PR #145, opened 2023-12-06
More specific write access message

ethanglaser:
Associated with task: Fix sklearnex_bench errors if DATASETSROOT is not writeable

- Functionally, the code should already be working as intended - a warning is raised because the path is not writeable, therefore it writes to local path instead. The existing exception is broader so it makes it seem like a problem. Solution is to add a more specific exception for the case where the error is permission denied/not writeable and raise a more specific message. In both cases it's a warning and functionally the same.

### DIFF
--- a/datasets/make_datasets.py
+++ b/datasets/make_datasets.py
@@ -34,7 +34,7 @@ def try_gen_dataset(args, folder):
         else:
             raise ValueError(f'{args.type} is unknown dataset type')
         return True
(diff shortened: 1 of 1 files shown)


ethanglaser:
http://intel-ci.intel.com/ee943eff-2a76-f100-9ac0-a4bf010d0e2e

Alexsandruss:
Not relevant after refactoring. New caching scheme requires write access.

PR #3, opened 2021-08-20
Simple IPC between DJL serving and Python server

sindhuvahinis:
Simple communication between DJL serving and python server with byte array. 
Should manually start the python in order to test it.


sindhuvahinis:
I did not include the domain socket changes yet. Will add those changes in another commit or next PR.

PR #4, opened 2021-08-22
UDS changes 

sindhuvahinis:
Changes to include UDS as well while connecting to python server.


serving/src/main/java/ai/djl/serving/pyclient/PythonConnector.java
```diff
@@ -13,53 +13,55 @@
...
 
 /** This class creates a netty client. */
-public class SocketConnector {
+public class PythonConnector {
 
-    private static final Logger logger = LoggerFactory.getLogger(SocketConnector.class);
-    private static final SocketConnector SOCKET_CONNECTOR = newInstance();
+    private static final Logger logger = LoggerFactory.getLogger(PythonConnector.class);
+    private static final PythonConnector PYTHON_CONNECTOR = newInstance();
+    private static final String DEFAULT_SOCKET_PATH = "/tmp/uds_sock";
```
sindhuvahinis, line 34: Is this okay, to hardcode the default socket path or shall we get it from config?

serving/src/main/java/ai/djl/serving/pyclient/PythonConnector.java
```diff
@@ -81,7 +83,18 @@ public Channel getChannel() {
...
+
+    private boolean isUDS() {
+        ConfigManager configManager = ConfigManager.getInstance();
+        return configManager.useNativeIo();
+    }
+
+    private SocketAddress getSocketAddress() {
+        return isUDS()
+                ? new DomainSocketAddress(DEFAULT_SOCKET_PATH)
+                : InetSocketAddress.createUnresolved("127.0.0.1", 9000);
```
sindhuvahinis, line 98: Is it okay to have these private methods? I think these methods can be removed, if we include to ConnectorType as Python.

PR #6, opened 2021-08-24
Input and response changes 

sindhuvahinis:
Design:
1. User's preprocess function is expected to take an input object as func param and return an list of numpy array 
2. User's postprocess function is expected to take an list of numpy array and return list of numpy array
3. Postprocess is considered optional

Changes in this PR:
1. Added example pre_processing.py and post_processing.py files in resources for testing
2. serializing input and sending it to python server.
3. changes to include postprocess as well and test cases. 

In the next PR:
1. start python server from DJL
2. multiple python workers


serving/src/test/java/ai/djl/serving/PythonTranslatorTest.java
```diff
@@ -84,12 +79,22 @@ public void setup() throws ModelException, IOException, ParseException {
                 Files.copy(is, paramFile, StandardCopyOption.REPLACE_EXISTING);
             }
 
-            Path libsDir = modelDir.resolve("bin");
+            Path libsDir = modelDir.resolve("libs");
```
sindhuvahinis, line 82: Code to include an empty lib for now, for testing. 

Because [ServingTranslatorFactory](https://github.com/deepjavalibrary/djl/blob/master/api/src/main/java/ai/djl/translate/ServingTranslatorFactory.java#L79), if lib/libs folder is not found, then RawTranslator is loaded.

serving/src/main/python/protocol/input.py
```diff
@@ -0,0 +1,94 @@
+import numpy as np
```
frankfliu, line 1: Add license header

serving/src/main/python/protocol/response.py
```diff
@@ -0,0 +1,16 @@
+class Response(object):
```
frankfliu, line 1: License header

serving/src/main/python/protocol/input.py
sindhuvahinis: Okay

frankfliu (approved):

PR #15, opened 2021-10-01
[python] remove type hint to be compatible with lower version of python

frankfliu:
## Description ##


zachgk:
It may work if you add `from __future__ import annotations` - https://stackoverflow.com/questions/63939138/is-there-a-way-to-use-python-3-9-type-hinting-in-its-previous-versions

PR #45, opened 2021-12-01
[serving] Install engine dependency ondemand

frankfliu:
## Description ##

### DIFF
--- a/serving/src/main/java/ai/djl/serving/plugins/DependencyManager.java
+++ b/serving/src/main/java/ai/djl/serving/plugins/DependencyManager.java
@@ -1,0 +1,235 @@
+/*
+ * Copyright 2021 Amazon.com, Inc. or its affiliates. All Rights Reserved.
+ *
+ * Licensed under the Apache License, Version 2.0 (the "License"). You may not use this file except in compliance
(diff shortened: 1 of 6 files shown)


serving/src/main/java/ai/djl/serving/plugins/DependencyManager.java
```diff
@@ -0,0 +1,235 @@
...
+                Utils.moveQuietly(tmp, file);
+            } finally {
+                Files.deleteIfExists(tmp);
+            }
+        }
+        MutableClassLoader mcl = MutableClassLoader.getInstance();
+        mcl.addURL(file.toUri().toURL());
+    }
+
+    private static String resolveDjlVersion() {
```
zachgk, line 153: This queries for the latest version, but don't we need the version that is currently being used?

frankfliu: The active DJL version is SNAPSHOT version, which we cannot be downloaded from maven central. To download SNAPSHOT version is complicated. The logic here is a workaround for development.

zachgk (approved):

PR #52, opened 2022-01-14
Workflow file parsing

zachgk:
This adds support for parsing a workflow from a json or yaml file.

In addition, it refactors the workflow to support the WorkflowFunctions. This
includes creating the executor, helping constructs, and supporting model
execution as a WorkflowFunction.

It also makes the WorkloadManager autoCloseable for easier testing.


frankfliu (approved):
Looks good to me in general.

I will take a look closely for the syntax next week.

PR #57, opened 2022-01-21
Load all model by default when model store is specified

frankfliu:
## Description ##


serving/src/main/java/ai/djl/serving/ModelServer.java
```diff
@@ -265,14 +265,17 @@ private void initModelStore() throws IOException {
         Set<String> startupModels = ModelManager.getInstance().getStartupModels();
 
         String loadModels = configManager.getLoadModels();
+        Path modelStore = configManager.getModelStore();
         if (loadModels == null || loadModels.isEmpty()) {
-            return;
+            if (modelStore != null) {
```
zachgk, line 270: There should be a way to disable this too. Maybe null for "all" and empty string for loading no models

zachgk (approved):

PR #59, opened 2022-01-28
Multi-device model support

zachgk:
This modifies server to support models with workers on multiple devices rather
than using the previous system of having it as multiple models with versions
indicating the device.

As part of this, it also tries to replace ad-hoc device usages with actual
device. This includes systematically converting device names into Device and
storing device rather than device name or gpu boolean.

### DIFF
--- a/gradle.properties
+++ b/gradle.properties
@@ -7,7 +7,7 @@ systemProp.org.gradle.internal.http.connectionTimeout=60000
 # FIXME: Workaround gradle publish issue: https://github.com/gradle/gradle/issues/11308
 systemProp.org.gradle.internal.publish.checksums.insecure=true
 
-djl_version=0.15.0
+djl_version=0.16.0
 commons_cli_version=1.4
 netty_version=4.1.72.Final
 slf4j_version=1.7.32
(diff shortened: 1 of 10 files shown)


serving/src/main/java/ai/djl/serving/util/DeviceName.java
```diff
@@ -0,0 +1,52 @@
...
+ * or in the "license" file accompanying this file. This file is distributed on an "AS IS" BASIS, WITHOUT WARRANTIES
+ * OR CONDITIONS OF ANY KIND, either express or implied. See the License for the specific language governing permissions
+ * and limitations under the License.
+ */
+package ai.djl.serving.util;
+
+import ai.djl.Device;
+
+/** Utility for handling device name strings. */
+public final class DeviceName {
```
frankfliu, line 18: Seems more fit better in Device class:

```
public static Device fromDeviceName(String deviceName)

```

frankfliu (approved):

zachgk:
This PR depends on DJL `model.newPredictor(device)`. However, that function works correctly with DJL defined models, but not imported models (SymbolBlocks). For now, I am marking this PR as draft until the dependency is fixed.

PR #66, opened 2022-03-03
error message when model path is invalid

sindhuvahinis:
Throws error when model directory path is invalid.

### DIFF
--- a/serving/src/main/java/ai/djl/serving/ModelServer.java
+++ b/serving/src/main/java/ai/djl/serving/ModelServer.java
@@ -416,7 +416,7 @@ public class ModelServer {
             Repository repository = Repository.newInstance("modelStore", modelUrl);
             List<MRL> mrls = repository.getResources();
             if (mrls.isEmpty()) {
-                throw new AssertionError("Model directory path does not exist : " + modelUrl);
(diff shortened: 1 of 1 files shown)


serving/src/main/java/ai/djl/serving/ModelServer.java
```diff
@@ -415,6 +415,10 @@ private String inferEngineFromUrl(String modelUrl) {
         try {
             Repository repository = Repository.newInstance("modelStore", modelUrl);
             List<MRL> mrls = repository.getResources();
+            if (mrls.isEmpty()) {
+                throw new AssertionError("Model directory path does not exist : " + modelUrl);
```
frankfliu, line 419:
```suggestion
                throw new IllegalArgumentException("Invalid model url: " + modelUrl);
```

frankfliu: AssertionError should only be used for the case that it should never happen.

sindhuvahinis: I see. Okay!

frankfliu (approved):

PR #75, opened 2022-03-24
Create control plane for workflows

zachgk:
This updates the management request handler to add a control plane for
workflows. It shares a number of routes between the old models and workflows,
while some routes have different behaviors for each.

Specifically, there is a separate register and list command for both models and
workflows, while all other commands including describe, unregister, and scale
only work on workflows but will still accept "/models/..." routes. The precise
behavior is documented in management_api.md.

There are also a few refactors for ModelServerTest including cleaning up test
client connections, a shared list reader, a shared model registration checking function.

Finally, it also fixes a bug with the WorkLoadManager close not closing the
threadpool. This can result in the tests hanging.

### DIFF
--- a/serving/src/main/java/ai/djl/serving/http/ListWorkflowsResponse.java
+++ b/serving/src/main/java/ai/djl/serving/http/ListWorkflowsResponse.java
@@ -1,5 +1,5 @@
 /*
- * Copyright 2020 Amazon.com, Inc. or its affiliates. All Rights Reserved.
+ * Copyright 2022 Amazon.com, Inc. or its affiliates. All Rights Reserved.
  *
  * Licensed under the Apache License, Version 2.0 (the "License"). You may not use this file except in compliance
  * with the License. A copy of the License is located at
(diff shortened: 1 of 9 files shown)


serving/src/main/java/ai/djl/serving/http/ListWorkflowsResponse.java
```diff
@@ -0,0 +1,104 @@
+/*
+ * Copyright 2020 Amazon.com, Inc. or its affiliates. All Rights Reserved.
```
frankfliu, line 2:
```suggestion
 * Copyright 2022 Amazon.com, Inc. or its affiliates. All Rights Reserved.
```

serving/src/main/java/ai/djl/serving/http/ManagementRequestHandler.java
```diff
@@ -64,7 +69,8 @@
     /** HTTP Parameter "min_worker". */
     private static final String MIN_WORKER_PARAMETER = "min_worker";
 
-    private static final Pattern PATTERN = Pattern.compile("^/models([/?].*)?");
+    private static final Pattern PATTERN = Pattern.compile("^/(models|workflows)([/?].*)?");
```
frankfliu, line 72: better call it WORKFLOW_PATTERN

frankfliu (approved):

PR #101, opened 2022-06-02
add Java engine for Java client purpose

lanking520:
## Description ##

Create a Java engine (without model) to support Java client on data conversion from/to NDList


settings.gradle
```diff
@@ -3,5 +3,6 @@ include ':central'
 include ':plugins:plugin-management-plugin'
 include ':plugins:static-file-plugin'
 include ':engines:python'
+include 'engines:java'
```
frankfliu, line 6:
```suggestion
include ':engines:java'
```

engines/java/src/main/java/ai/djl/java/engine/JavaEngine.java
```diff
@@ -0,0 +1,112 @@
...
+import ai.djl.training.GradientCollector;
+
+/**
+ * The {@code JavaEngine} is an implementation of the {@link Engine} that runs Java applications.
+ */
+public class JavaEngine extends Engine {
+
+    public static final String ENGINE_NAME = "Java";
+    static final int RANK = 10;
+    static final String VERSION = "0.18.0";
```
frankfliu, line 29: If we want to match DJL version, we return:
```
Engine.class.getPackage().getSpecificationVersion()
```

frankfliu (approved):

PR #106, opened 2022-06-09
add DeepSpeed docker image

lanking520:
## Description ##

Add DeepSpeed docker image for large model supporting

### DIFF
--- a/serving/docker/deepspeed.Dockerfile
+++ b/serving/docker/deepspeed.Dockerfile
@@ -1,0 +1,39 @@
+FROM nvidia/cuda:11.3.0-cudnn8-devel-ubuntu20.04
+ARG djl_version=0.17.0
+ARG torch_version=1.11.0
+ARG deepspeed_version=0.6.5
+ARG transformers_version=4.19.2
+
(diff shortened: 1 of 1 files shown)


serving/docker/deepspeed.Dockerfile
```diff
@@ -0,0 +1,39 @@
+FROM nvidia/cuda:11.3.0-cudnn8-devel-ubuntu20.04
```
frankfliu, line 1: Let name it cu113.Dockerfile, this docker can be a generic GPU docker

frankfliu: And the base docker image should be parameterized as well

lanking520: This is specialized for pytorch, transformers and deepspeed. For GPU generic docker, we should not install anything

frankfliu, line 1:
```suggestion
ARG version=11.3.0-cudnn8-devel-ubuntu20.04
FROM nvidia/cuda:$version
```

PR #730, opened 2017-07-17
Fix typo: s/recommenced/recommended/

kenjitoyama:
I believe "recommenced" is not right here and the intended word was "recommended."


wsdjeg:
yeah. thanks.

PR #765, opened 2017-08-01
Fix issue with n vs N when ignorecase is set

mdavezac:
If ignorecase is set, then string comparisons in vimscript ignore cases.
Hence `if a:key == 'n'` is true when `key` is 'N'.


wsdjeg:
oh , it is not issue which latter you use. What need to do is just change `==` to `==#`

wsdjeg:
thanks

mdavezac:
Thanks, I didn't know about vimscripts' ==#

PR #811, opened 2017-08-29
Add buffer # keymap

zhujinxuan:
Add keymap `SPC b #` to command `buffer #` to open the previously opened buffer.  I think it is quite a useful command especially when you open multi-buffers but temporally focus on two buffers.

------------------------------------------------------------------------

Exercise instructions: When the word "access" shows up in a line of the entries, pull that line out.

Exercise answer:
More specific write access message
Not relevant after refactoring. New caching scheme requires write access.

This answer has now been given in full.